• Records for processing:
PR #546, opened 2026-04-02
Use cudf::distinct_hash_join for INNER joins with unique build keys in Super Sirius

### LINKED ISSUE #541: Use cudf::distinct_hash_join for unique build keys in Super Sirius
**Problem**
cuDF provides cudf::distinct_hash_join, a specialized hash join that eliminates duplicate-chain traversal when build-side keys are guaranteed unique. This is faster than the generic cudf::hash_join for FK-PK join patterns (e.g., lineitem JOIN orders ON l_orderkey = o_orderkey).

Super Sirius (gpu_execution) currently uses only cudf::hash_join / cudf::inner_join for all hash joins. The unique_build_keys and unique_probe_keys flags exist in the sirius_physical_hash_join header but are dead code — never set or read.

Legacy Sirius (gpu_processing) already uses cudf::distinct_hash_join for inner joins with unique build keys (commit 2bd3906), sourcing uniqueness from schema constraints via GPUColumn::is_unique. The optimization was never ported to Super Sirius during the ground-up rewrite.

**Proposed solution**
Propagate column-level uniqueness metadata through the Super Sirius physical plan at plan construction time, and use it to select cudf::distinct_hash_join when applicable.

When unique_build_keys is true:
- BUILD_PROBE mode (INNER): Construct cudf::distinct_hash_join instead of cudf::hash_join. The _hash_table member will need to become a variant or wrapper since the two types are distinct.
- STANDARD mode (INNER): Use cudf::distinct_hash_join for the one-shot join path instead of cudf::inner_join.

matal-nvidia:
Adds a column-level uniqueness propagation framework and uses it to select cudf::distinct_hash_join for INNER and LEFT joins when build-side keys are guaranteed unique (e.g., primary key / unique constraint).

Column property framework:
- New `column_property` struct on `sirius_physical_operator` tracks per-column guarantees (starting with is_unique)
- Table scan marks columns unique from DuckDB catalog constraints (UNIQUE / PRIMARY KEY)
- Properties propagate through filter, projection, limit, order, and aggregate operators at plan construction time
- Grouped aggregate marks grouping keys as unique (GROUP BY outputs are unique by definition)

Distinct hash join:
- New build_hash_table wrapper encapsulates both cudf::hash_join and cudf::distinct_hash_join behind a unified API
- BUILD_PROBE and STANDARD paths use distinct_hash_join when unique_build_keys is true
- Supports INNER (same return type) and LEFT (wrapper synthesizes trivial probe indices)
- FULL OUTER falls back to generic hash_join (cuDF has no distinct full join API)

Fixes #541

### DIFF
--- a/CMakeLists.txt
+++ b/CMakeLists.txt
@@ -104,6 +104,7 @@ set(EXTENSION_SOURCES
     src/op/sirius_physical_filter.cpp
     src/op/sirius_physical_grouped_aggregate.cpp
     src/op/sirius_physical_grouped_aggregate_merge.cpp
+    src/op/build_hash_table.cpp
     src/op/sirius_physical_hash_join.cpp
     src/op/sirius_physical_limit.cpp
     src/op/sirius_physical_merge_sort.cpp
--- a/CMakeLists.txt
+++ b/CMakeLists.txt
@@ -303,6 +303,7 @@ set(TEST_SOURCES
     test/cpp/operator/test_physical_top_n.cpp
     test/cpp/operator/test_physical_ungrouped_aggregate.cpp
     test/cpp/parallel/test_task_executor.cpp
+    test/cpp/planner/test_column_property_propagation.cpp
     test/cpp/pipeline/test_gpu_pipeline_executor.cpp
     test/cpp/pipeline/test_oom_reschedule.cpp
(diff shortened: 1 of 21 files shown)


mbrobbel:
Closed via #558.

PR #558, opened 2026-04-02
Alternative: use cudf::distinct_hash_join via logical plan uniqueness proof

mbrobbel:
## Summary

Alternative implementation for #541, taking a different approach from #546. I started working on this independently after seeing the issue — great to have two approaches to compare and discuss which design direction we want to go.

### Approach: logical plan uniqueness proof engine

Instead of propagating per-column metadata through the Sirius physical plan, this PR walks the **DuckDB logical plan subtree** at join creation time with a recursive `prove_unique_columns()` function. It returns the set of output column indices proven to form a unique key, then checks if the join key columns are a superset.

**Provable uniqueness sources:**
- `LogicalGet` + `PRIMARY KEY` constraint (mapped through `projection_ids`/`column_ids`)
- `LogicalAggregate` with single grouping set (GROUP BY output keys)
- Propagation through `LogicalFilter`, `LogicalOrder` (with `projection_map` handling), `LogicalLimit`, `LogicalTopN`
- `LogicalProjection` (direct `BoundReferenceExpression` pass-through only)

**Key design differences from #546:**

| | This PR | #546 |
|---|---|---|
| Uniqueness model | **Column set** (supports composite keys) | Per-column boolean |
| Where proof runs | DuckDB logical plan (before `create_plan`) | Sirius physical plan (during construction) |
| Constraint scope | PRIMARY KEY only | UNIQUE + PRIMARY KEY |
| `NOT DISTINCT FROM` | Excluded (needs `null_equality::EQUAL`) | Included |
| LEFT join handling | Direct column copy (no probe gather) | Host→device memcpy for probe indices |
| Files changed | 5 (localized) | 21 (framework across operators) |
| New abstractions | None | `column_property`, `build_hash_table` wrapper |

### Why the differences matter

- **Column sets vs per-column booleans**: A composite `PRIMARY KEY (a, b)` means the *pair* is unique, not each column individually. Per-column `is_unique` can't represent this. `GROUP BY a, b` has the same issue — marking both columns individually unique would incorrectly enable `distinct_hash_join` for a join on just `a`.
- **PRIMARY KEY only**: Plain `UNIQUE` allows multiple NULLs. With `null_equality::UNEQUAL`, cuDF's `distinct_hash_join` has undefined behavior on duplicate build keys — the cuDF docs are explicit about this. PRIMARY KEY guarantees NOT NULL + unique.
- **`NOT DISTINCT FROM` exclusion**: This comparison treats NULLs as equal, but the hash table is built with `null_equality::UNEQUAL`. Enabling the optimization for these joins would be a semantic mismatch.

### Execution paths

- **BUILD_PROBE mode**: creates `cudf::distinct_hash_join` instead of `cudf::hash_join` when `unique_build_keys && (INNER || LEFT)`
- **STANDARD mode**: constructs local `cudf::distinct_hash_join` for one-shot joins
- **LEFT join**: `gather_distinct_left_join_output()` copies probe columns directly and gathers only build columns with `NULLIFY` — avoids the identity gather that a synthesized probe index sequence would require

### Tests

8 planner-level test cases:
- PK detection (single + composite)
- Partial composite PK (negative)
- Plain UNIQUE exclusion (negative)
- Non-unique table (negative)
- GROUP BY uniqueness (single + multi-key subset negative)
- LEFT join with PK build side


matal-nvidia:
Thanks for taking this up, this approach seems much better than #546 given it can handle composite unique keys, is semantically more correct (disabling for UNIQUE and NOT DISTINCT FROM), and is cleaner.

src/planner/sirius_plan_comparison_join.cpp
```diff
@@ -14,28 +14,164 @@
...
 #include "op/sirius_physical_hash_join.hpp"
 #include "op/sirius_physical_nested_loop_join.hpp"
 #include "planner/sirius_physical_plan_generator.hpp"
 #include "sirius_context.hpp"
 
 namespace sirius::planner {
 
+/// Returns a set of output column indices proven to form a unique key for the
+/// given logical operator subtree, or an empty set if uniqueness cannot be proven.
+static std::unordered_set<duckdb::idx_t> prove_unique_columns(duckdb::LogicalOperator& op)
```
kevkrist, line 38: This is very cool! Are you leaving it as future work to consider uniqueness propagation through joins? The rule for JOINs seems to be:
INNER JOIN: Either side's unique columns are preserved in the output if and only if the other side's join keys are unique.
LEFT JOIN: Left side's unique columns are preserved in the output if and only if the right side's join keys are unique.
RIGHT JOIN: Switch left and right^
(ANTI) SEMI JOIN: Left side's unique columns are always preserved
FULL OUTER JOIN: never (?)
I understand that this is complicated and should arguably belong to future work, but I thought I'd ask the question here.

kevkrist (commented):
Very cool! Just one question.

src/planner/sirius_plan_comparison_join.cpp
mbrobbel: Great suggestion! Added to this PR: [cbd71b1](https://github.com/sirius-db/sirius/pull/558/commits/cbd71b17899516b5869a2d9fbbbe84d7d9169f9a):

| Join type | Left preserved | Right preserved |
  |---|---|---|
  | INNER | iff right keys unique | iff left keys unique |
  | LEFT | iff right keys unique | — |
  | RIGHT | — | iff left keys unique |
  | SEMI / ANTI | always | — |
  | RIGHT_SEMI / RIGHT_ANTI | — | always |
  | MARK / SINGLE | always | — |
  | FULL OUTER | — | — |

kevkrist (approved):

PR #561, opened 2026-04-02
refactor: replace DuckDB exceptions with Sirius exceptions in core engine

### LINKED ISSUE #551: Decouple from DuckDB: replace DuckDB exceptions with Sirius exceptions (Phase 2)
## Parent issue
Part of #545

## Description
Create `src/include/sirius/exception.hpp` with Sirius exception types inheriting from `std::runtime_error`:
- `sirius::internal_exception` (replaces `duckdb::InternalException`)
- `sirius::not_implemented_exception` (replaces `duckdb::NotImplementedException`)
- `sirius::invalid_input_exception` (replaces `duckdb::InvalidInputException`)

Replace usage in core Sirius files (~27 files). Keep DuckDB exceptions in the glue/adapter layer (planner, scan, result collection, extension entry point).

## Why
Exceptions are leaf dependencies — they don't pull in other DuckDB types. Replacing them removes `#include "duckdb/common/exception.hpp"` from many core files, which is one of the more transitive DuckDB header pulls.

## Scope
- 1 new header
- ~27 .cpp files + a few headers
- Low risk, each file can be converted independently

## Acceptance criteria
- [ ] Core operator/pipeline files use `sirius::` exceptions
- [ ] DuckDB exceptions only remain in glue layer files
- [ ] Full build + tests pass

---
Created by Claude

mbrobbel:
## Summary
- Adds `src/include/sirius/exception.hpp` with `sirius::internal_exception`, `sirius::not_implemented_exception`, and `sirius::invalid_input_exception` (inheriting from `std::runtime_error`)
- Replaces DuckDB exception usage in 15 core engine files (operators, pipeline, engine)
- Leaves DuckDB exceptions in glue layer (planner, scan, result collection, extension entry point)

Closes #551

## Test plan
- [ ] Full build succeeds
- [ ] `pre-commit run -a` passes
- [ ] Unit tests pass
- [ ] SQL logic tests pass


aminaramoon:
I think this can break duckdb fallback mechansim as well, please make sure this PR adds value and not breaks the fallback before merging

mbrobbel:
> I think this can break duckdb fallback mechansim as well, please make sure this PR adds value and not breaks the fallback before merging

This is just for exceptions in Sirius, and the fallbacks catch `std::exception&`:
https://github.com/sirius-db/sirius/blob/4a7299190f14f2619f72940731ef4b00f1cc9b83/src/sirius_extension.cpp#L296
https://github.com/sirius-db/sirius/blob/4a7299190f14f2619f72940731ef4b00f1cc9b83/src/sirius_extension.cpp#L421
https://github.com/sirius-db/sirius/blob/4a7299190f14f2619f72940731ef4b00f1cc9b83/src/sirius_engine.cpp#L212

9prady9 (commented):
Good direction — decoupling the core engine from DuckDB exception types is the right call as Sirius matures into a standalone engine.

Two architectural points that aren't tied to a specific line:

**No common base class**: All three exceptions inherit directly from `std::runtime_error` with no shared Sirius root type. Without a common `sirius_exception` base, any catch-all handler at glue-layer boundaries must list all three types individually. Consider:
```cpp
class sirius_exception : public std::runtime_error { using std::runtime_error::runtime_error; };
class internal_exception : public sirius_exception { ... };
class not_implemented_exception : public sirius_exception { ... };
class invalid_input_exception : public sirius_exception { ... };
```

**Exception translation at the DuckDB boundary**: When `not_implemented_exception` or `invalid_input_exception` propagates through `sirius_engine::execute()` to DuckDB's executor, DuckDB catches it as a generic `std::exception`. The original `duckdb::NotImplementedException` / `duckdb::InvalidInputException` produce categorized, user-friendly error messages; a plain `std::runtime_error` subclass may not. The PR summary says the glue layer keeps DuckDB exceptions, but `sirius_engine.cpp` is in the changed set. Is there a catch+translate in `sirius_interface.cpp` wrapping these back into appropriate DuckDB exception types? If not, this may be a user-facing regression.

> Claude review summary

cucascade
```diff
@@ -1 +1 @@
-Subproject commit 942c0bf0539b23ed2424a5178d757526d439e5b6
+Subproject commit cafd9b694b0f756b5694865bc11b2dbafc87f8ae
```
9prady9: This submodule bump appears unrelated to the exception refactoring. It should either live in a separate commit/PR or be explicitly called out in the PR description as intentional.

src/include/sirius/exception.hpp
```diff
@@ -0,0 +1,77 @@
...
+#include <cstdarg>
+#include <cstdio>
+#include <stdexcept>
+#include <string>
+
+namespace sirius {
+
+namespace detail {
+
+inline std::string format_message(const char* fmt, ...)
```
9prady9: `format_message` uses C-style `va_list`/`vsnprintf` in C++20 code, and the variadic template constructors forward into it. This works but loses compile-time type safety and pulls in `<cstdarg>` / `<cstdio>` unnecessarily. Since the project is already on C++20, `std::format` is available and a cleaner fit:
```cpp
#include <format>

template <typename... Args>
explicit internal_exception(std::format_string<Args...> fmt, Args&&... args)
  : std::runtime_error(std::format(fmt, std::forward<Args>(args)...))
{}
```
This eliminates the `detail::format_message` helper and both C headers entirely, and the format string is checked at compile time.

src/op/sirius_physical_result_collector.cpp
```diff
@@ -31,8 +31,10 @@
 #include <cucascade/memory/common.hpp>
 #include <cucascade/memory/memory_reservation_manager.hpp>
 
+// sirius exceptions
+#include <sirius/exception.hpp>
```
9prady9: All other files in this PR use quote-style includes (`"sirius/exception.hpp"`), but this file uses angle brackets (`<sirius/exception.hpp>`). Should be consistent with the rest of the codebase.

src/op/sirius_physical_result_collector.cpp
```diff
@@ -121,15 +123,15 @@ void sirius_physical_materialized_collector::sink(const operator_data& input_dat
 
   if (input_batches.empty()) {
     return;  // todo(kevin) we should handle this case properly
-    throw duckdb::InvalidInputException("[GPUPhysicalMaterializedCollector] input_batches is null");
+    throw invalid_input_exception("[GPUPhysicalMaterializedCollector] input_batches is null");
```
9prady9: This throw is dead code — control always exits via `return` on the line above (todo(kevin)). The exception type has been updated here, but the throw is still unreachable. Since this PR is already touching the line, worth either removing it or fixing the underlying TODO so the error path is actually reachable.

9prady9 (approved):
lgtm

PR #563, opened 2026-04-02
Add prepare_for_processing virtual method to operator_data

aminaramoon:
Extract batch locking logic from gpu_pipeline_task::execute into a virtual operator_data::prepare_for_processing method. The method iterates over all data batches, locking each into the requested memory space via the shared lock_or_prepare_batch utility, and returns the processing handles to the caller.

gpu_pipeline_task::execute now calls prepare_for_processing and handles OOM by recording memory metrics and raising oom_reschedule_exception, keeping exception-handling policy out of operator_data.

### DIFF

• Required action: In the listing above, the lines from the one containing "Closed via #558." through the one containing "### Approach: logical" must be set down exactly, with no other lines.

• Answer space:
Closed via #558.

PR #558, opened 2026-04-02
Alternative: use cudf::distinct_hash_join via logical plan uniqueness proof

mbrobbel:
## Summary

Alternative implementation for #541, taking a different approach from #546. I started working on this independently after seeing the issue — great to have two approaches to compare and discuss which design direction we want to go.

### Approach: logical plan uniqueness proof engine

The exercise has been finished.